Note: In many cases you may see node properties without the biolink prefix. This is normal since we can assume that if there is a biolink typed node in a graph, with id and name as its properties, then they correspond to biolink:id and biolink:name. But to be sure of the semantics it is advised to use the full CURIE to represent property names in your graph.

Edge Properties

Edge properties are slots that an association class (i.e., an edge) can have.

The root of all edge properties is association slot slot.

In an OWL sense, edge properties are similar to owl:DataTypeProperty.
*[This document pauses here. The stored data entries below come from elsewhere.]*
PR #3716, opened 2024-12-11
🐛 Raise warning on staging server when we cannot delete variables used in charts

Marigold:
There's an error that [sometimes comes up](https://owid.slack.com/archives/C46U9LXRR/p1733928261018389) on staging servers
```
ValueError: Variables used in charts will not be deleted automatically:
```

This issue occurs when someone renames the short names of indicators and updates some charts in production. If you then merge the master branch to the staging server, which is still using old charts from the time it was created, you'll encounter this error.

This PR adds a check that converts the error into a warning if the changes on the staging server are unrelated to the charts. The error disappears in production after the merge.

### DIFF
--- a/etl/grapher_import.py
+++ b/etl/grapher_import.py
@@ -31,8 +31,9 @@ from sqlalchemy.orm import Session
 from apps.backport.datasync import data_metadata as dm
 from apps.backport.datasync.datasync import upload_gzip_string
 from apps.chart_sync.admin_api import AdminAPI
+from apps.wizard.app_pages.chart_diff.chart_diff import ChartDiffsLoader
 from etl import config
-from etl.db import get_engine
+from etl.db import get_engine, production_or_master_engine
 
 from . import grapher_helpers as gh
 from . import grapher_model as gm
@@ -496,8 +497,7 @@ def cleanup_ghost_variables(engine: Engine, dataset_id: int, upserted_variable_i
         if rows:
             rows = pd.DataFrame(rows, columns=["chartId", "variableId"])
 
-            # raise an error if on staging server
-            if config.ENV == "staging":
+            if _raise_error_for_deleted_variables(rows):
                 raise ValueError(f"Variables used in charts will not be deleted automatically:\n{rows}")
             else:
                 # otherwise show a warning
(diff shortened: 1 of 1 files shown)


Marigold:
@lucasrodes added those commits 😉

etl/grapher_import.py
```diff
@@ -575,6 +575,19 @@ def cleanup_ghost_variables(engine: Engine, dataset_id: int, upserted_variable_i
...
 
 
+def _raise_error_for_deleted_variables(rows: pd.DataFrame) -> bool:
+    """If we run into ghost variables that are still used in charts, should we raise an error?"""
+    # raise an error if on staging server
+    if config.ENV == "staging":
+        # It's possible that we merged changes to ETL, but the staging server still uses old charts. In
+        # that case, we first check that the charts were really modified on our staging server.
+        modified_charts = ChartDiffsLoader(config.OWID_ENV.get_engine(), production_or_master_engine()).df
+        return bool(set(modified_charts.index) & set(rows.chartId))
```
lucasrodes, line 585: I tried following the logic here, but didn't really come to an understanding. Could you help me understand it?

So, my logic is:

1) Before we had something like: "raise error if there are ghost variables (i.e. `rows`)"

2) No, you are proposing to evaluate `bool(set(modified_charts.index))` in addition. This should return `True` whenever `modified_charts` is not empty, right? (In that case wouldn't it be enough to just use `not modified_charts.empty`?). 

3) Still, if `modified_charts` is not empty, why is that a potential sign to raise an error? Isn't `modified_charts` containing a row per each chart that has been modified (regardless of it being approved, etc.)?

I think I'm missing something here. Thanks!

lucasrodes (approved):
I would say LGTM, but there is one line I don't fully get.

etl/grapher_import.py
Marigold: > No, you are proposing to evaluate bool(set(modified_charts.index)) in addition. This should return True whenever modified_charts is not empty, right? (In that case wouldn't it be enough to just use not modified_charts.empty?).

`set(modified_charts.index)` contains chart ids that have been modified on staging (either via config, data or metadata) and `set(rows.chartId)` contains problematic chart ids. Previously, we raised an error if `set(rows.chartId)` wasn't empty, but the problem was that sometimes it was empty because of race conditions between staging & prod.

`bool(set(modified_charts.index) & set(rows.chartId))` returns True if there are any problematic charts AND those charts have been also modified on the staging server.

I could have also written it as:
```
if rows and any(row.chartId in modified_charts.index):
  return True
```

Perhaps it's me who's missing something and I misunderstood your question.

lucasrodes: oh my god. I miss-read one of the parents. I read `bool(set(modified_charts.index)) & set(rows.chartId)`.

NVM, I got it, makes total sense.

Issue #3609, opened 2024-11-25
Metadata: improve our source names for WDI indicators


lucasrodes:
### One-liner
Improve the source name for WDI indicators by specifying the actual source (where WB got it from).

### Context & details
We have the [World Development Indicators](https://admin.owid.io/admin/datasets/6543) dataset, which contains a large list of indicators from multiple sources. By default, charts containing indicators from this dataset display the source "Multiple sources compiled by World Bank (2024)":

![Image](https://github.com/user-attachments/assets/1bd7365d-7abb-47af-a8e7-b2e6be3e6ac5)

This is because we currently assign this source name to _all_ indicators from WDI in ETL. However, this is not accurate enough in many cases, where we'd want to cite the actual source of the data. 

To overcome this, we tend to edit the source chart-by-chart. This, however, is sub-optimal as maintenance can be a bit of a burden, especially when there are data updates.

Therefore, we need to edit the metadata of WDI in ETL and cite the actual source depending on the indicator.

lucasrodes:
[Slack discussion](https://owid.slack.com/archives/C04LNF8LBA8/p1732541791473569)

spoonerf:
In the olden days of the `importers` repo, the WDI did have a [source standardizing JSON](https://github.com/owid/importers/blob/master/worldbank_wdi/config/standardized_source_names.json), which was used to create pretty versions of the source provided by the World Bank where possible. It was quite heavily curated, with input from Max and Hannah on what each source should be called.  

Perhaps a version of this could be used in the ETL to help solve this problem?

We also have a similar issue with the UN SDG dataset, which @antea04 did some great work on in the most recent update. You can see the relevant code [here](https://github.com/owid/etl/blob/master/etl/steps/data/grapher/un/2024-08-27/un_sdg.py).

pabloarosado:
@Marigold said he can look into it on the next WDI update. But please anyone speak up if you think this should be fixed earlier than that.

PR #3916, opened 2025-02-02
📊 WDI - use origins from WB metadata instead of 'Multiple sources compiled by WB'

Marigold:
Fixes https://github.com/owid/etl/issues/3609

- DRY origins in WDI and use only the one from snapshot
- Remove "attribution" from origin so that charts don't show "Multiple sources compiled by World Bank" and instead show real source from WB metadata
- Raw names from WB and shortened "name" we use in origins are stored in [wdi.sources.json](https://github.com/owid/etl/blob/master/etl/steps/data/garden/worldbank_wdi/2025-01-24/wdi.sources.json)

## How to review
Check out some charts with changed metadata from [chart-diff](http://staging-site-wdi-fix-origins/etl/wizard/chart-diff?show_all=). `Data source:` in the footer should be more meaningful.

### DIFF
--- a/etl/steps/data/grapher/worldbank_wdi/2025-01-24/wdi.meta.yml
+++ b/etl/steps/data/grapher/worldbank_wdi/2025-01-24/wdi.meta.yml
@@ -1,34 +1,10 @@
-definitions:
-  # NOTE: we'd like to move this to snapshot, but it's impractical because there are
-  # tons of other downstream datasets that still use sources
-  wdi_origin: &wdi_origin
-    producer: World Bank
-    title: World Bank World Development Indicators
-    description: |-
-      The World Development Indicators (WDI) is the World Bank's primary collection of development indicators, compiled from officially-recognized international sources. It presents the most current and accurate global development data available and includes national, regional, and global estimates.
-
-      [Text from [World Bank data catalog](https://datacatalog.worldbank.org/dataset/world-development-indicators)]
-    citation_full: World Development Indicators, The World Bank (2025).
-    url_main: https://datacatalog.worldbank.org/search/dataset/0037712/World-Development-Indicators
-    url_download: |-
-      https://datacatalogfiles.worldbank.org/ddh-published/0037712/DR0045575/WDI_CSV_2024_10_24.zip?versionId=2024-12-18T05:42:41.1131485Z
-    date_accessed: '2025-01-24'
-    date_published: '2025-01-15'
-    license:
-      name: Creative Commons Attribution 4.0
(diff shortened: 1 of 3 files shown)


paarriagadap (approved):
Hi @Marigold! This is awesome! From a quick review the sources now look much more meaningful.

With this [datasette query](http://analytics/private?sql=SELECT%0D%0A++DISTINCT+c.id%2C%0D%0A++c.slug%2C%0D%0A++json_extract%28cf.full%2C+%27%24.sourceDesc%27%29+AS+sourceDesc%0D%0AFROM%0D%0A++charts+c%0D%0A++JOIN+chart_configs+as+cf+ON+c.configId+%3D+cf.id%0D%0A++JOIN+chart_dimensions+cd+ON+c.id+%3D+cd.chartId%0D%0A++JOIN+variables+v+ON+cd.variableId+%3D+v.id%0D%0A++JOIN+datasets+d+ON+v.datasetId+%3D+d.id%0D%0AWHERE%0D%0A++json_extract%28cf.full%2C+%27%24.sourceDesc%27%29+IS+NOT+NULL%0D%0A++AND+v.catalogPath+IS+NOT+NULL%0D%0A++AND+c.publishedAt+IS+NOT+NULL%0D%0A++AND+d.id+%3D+6912%3B) I found the WDI charts with manually overwritten source fields. I have now "chained" to the dataset, but these are not looking nice. Is there a way to quickly change them in the database?

http://staging-site-wdi-fix-origins/admin/charts/5030/edit
http://staging-site-wdi-fix-origins/admin/charts/2437/edit
http://staging-site-wdi-fix-origins/admin/charts/4893/edit
http://staging-site-wdi-fix-origins/admin/charts/2900/edit
http://staging-site-wdi-fix-origins/admin/charts/5029/edit

etl/steps/data/grapher/worldbank_wdi/2025-01-24/wdi.meta.yml
```diff
@@ -1,34 +1,10 @@
-definitions:
```
paarriagadap, line 1: Would it be better to move all this to Garden or are there problems with that?

paarriagadap: I could try and do that, but there is this unusual message in VS Code and I don't want to ruin the PR:
image

Marigold: Good point! I moved it to `garden/wdi.meta.override.yml` since `wdi.meta.yml` is mostly automatically generated.

paarriagadap (approved):
Great, let's merge then!

PR #3917, opened 2025-02-02
✨ Simplify GBD metadata with Jinja macros

Marigold:
## Motivation

GBD metadata is currently non-manageable. Even simple fix such as adding exception to `cause` ballooned into [this monster](https://github.com/owid/etl/pull/3900/files). We need a way how to DRY it.

## Solution

Add support for `shared.meta.yml` where user can add `definitions:` or `macros:` and use them across other YAML files.

Use macros instead of raw jinja. Macros are very similar to python functions and can be parametrized, which allowed me to DRY a lot of duplicated code. I used o1 and o3 heavily when refactoring & DRYing those functions. There's certainly more space for a cleanup, but I didn't have enough time to polish it.

## Alternatives

At first, I thought that [registering custom python functions](https://github.com/owid/etl/pull/3915) would be the best solution, but it was overly complex and didn't really solve the problem. One of the issues was that python functions would have to be defined in the grapher step, while YAML metadata would live in a garden step.

## GBD metadata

For example, subject, predicate, and object are children of the association_slot slot and they are assigned to association class association. So all instances of this class can have subject, predicate, and object as its properties that further describes the instance.

Note: In many cases you may see edge properties without the biolink prefix. This is normal since we can assume that if there is a biolink typed edge in a graph with subject, predicate, and object as its properties then they correspond to biolink:subject, biolink:predicate, and biolink:object, respectively. But to be sure of the semantics it is advised to use the full CURIE to represent property names in your graph.

Types

linkML provides a handful of inbuilt data types. But you can also define custom data types using the modeling language.

In Biolink Model we have several data types.

Data types do not have any inheritance and thus are not arranged in any hierarchy.

For example, iri type is a type defined in the Biolink Model where the value space is constrained to uriorcurie.

Note: uriorcurie is an inbuilt data type provided by linkML where the value space is constrained to either a URI or a CURIE representation.